# Peanut remote to control Vizio L32 LCD TV



## tazzmission (Oct 15, 2002)

I know I have asked this question before, but I will ask again. I just retired my Sony SAT-T60 for an R10. I want to control the volume, and power for the Vizio TV on the TiVo peanut remote. I know none of the coeded i got from Vizio work on the TiVo remote. Is there a code or a way to make this work?

Is there another TiVo remote I could use instead of the peanut?

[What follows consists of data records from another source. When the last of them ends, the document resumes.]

PR #1699, opened 2022-08-10
[DUOS-1770][risk=no] Restrict manage v2 DARs to signing officials only

rushtong:
## Addresses
https://broadworkbench.atlassian.net/browse/DUOS-1770

All usages of this endpoint have been removed aside from the SO console. Restrict this to the SO role and clean up unused code.

Removed an automation test that tried to hit this endpoint as an admin. These tests will be re-written in Java in https://broadworkbench.atlassian.net/browse/DUOS-1684 so we're not adding additional tests for the updated methods.

----

- Verify all tests go green

### DIFF
--- a/automation/src/test/scala/org/broadinstitute/dsp/consent/chains/AdminChains.scala
+++ b/automation/src/test/scala/org/broadinstitute/dsp/consent/chains/AdminChains.scala
@@ -4,12 +4,7 @@ import io.gatling.core.Predef._
 import io.gatling.core.structure.ChainBuilder
 import org.broadinstitute.dsp.consent.requests.Requests
 import org.broadinstitute.dsp.consent.TestConfig
-import spray.json._
-import DefaultJsonProtocol._
 import org.broadinstitute.dsp.consent.models.DataAccessRequestModels._
-import org.broadinstitute.dsp.consent.models.ElectionModels._
-import org.broadinstitute.dsp.consent.models.JsonProtocols
-import org.broadinstitute.dsp.consent.services._
 import io.netty.handler.codec.http.HttpResponseStatus._
 
 object AdminChains {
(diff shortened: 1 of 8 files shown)


shaemarks:
Side note: I think we should be able to remove the SO usage of this endpoint on the frontend as well. The endpoint is used on the `SigningOfficialConsole` component, with the `/signing_official_console` path, which we don't directly link to. With the new nav bar, we send users to `/signing_official_console/researchers` (`SigningOfficialResearcher` component) and `/signing_official_console/dar_requests` (`SigningOfficialDarRequests` component), neither of which call `DAR.getDataAccessManageV2`

rushtong:
> Side note: I think we should be able to remove the SO usage of this endpoint on the frontend as well. The endpoint is used on the `SigningOfficialConsole` component, with the `/signing_official_console` path, which we don't directly link to. With the new nav bar, we send users to `/signing_official_console/researchers` (`SigningOfficialResearcher` component) and `/signing_official_console/dar_requests` (`SigningOfficialDarRequests` component), neither of which call `DAR.getDataAccessManageV2`

`SigningOfficialConsole` currently calls `DAR.getDataAccessManageV2` ... when we end up removing that, we can finally remove the consent API altogether.

shaemarks:
> `SigningOfficialConsole` currently calls `DAR.getDataAccessManageV2` ... when we end up removing that, we can finally remove the consent API altogether.

Yeah, I was just mentioning that `SigningOfficialConsole` should be ready for removal since we no longer send users to it. As far as I know, we don't have a ticket to remove it yet

rushtong:
> Yeah, I was just mentioning that `SigningOfficialConsole` should be ready for removal since we no longer send users to it. As far as I know, we don't have a ticket to remove it yet

Aha, that is very true. I'll file a ticket for that and once that's finished, I'll update this PR.

shaemarks (approved):
Looks good to me! Signing official role is still supported, and other roles are deprecated for this endpoint

connorlbark (approved):
👍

I don't want a universal remote control.


----------



## stevel (Aug 23, 2000)

Probably not. The TiVo remote has a fixed set of remote codes it knows about. Too bad you retired the Sony as at least it has a learning remote. (It can't be used with the R10, though.)


----------



## tazzmission (Oct 15, 2002)

The T60 was way too loud for my bedroom setup. The R10 is a lot quieter. It is a bit faster too.


----------



## tazzmission (Oct 15, 2002)

I may use the T60 im my spare room. I need to run cables to the room though.


----------



## stevel (Aug 23, 2000)

Replacing the disk and possibly the fan would quiet the T-60.


----------



## tazzmission (Oct 15, 2002)

Yes, I realize that. But to get a new HDD and fan it would be around $75-$100. I got the R10 and DTV gave me a $100 credit on my account. So it was free. I may swap HDD's in the T60 at a later time.


----------



## parzec (Jun 21, 2002)

I have a vizio plasma and was able to get volume to work on the remote, although not the power button or input select. I don't know the exact code, but I used the auto scan function of the remote and cycled through different codes until the TV reacted. Give it a try!


----------



## Vectr (Jun 13, 2002)

Any update on the codes for the Vizio? Alternatively, what is the lowest level Harmony remote that will work on the Tivo and the Vizio? Thanks!


----------



## tbeckner (Oct 26, 2001)

I know that you do not want a universal remote and I wouldn't buy a universal remote myself, but how about a learning remote control that can control eight devices and has 34 keys per device, each of which can learn a command, for a total of 272 commands. It also has macro capability and when it was released six years ago, most reviewers called it the most advanced and capable learning remote control ever made for less than $60. And today the Sony RM-VL900 costs less than $40.

And the RM-VL900s are very reliable because my remotes have lasted more than six years even though they used heavily every day and they have hit the hardwood floor at least once a week from three feet up for the past six years, because of the cats and dogs. The RM-VL900 can learn from any remote including the hard to learn B&O remotes, and I have never found a remote control that it cannot learn from, including all of the TiVo remotes (Hughes and Sony), Motorola cable STB remotes, fan controls, and Leviton light controls.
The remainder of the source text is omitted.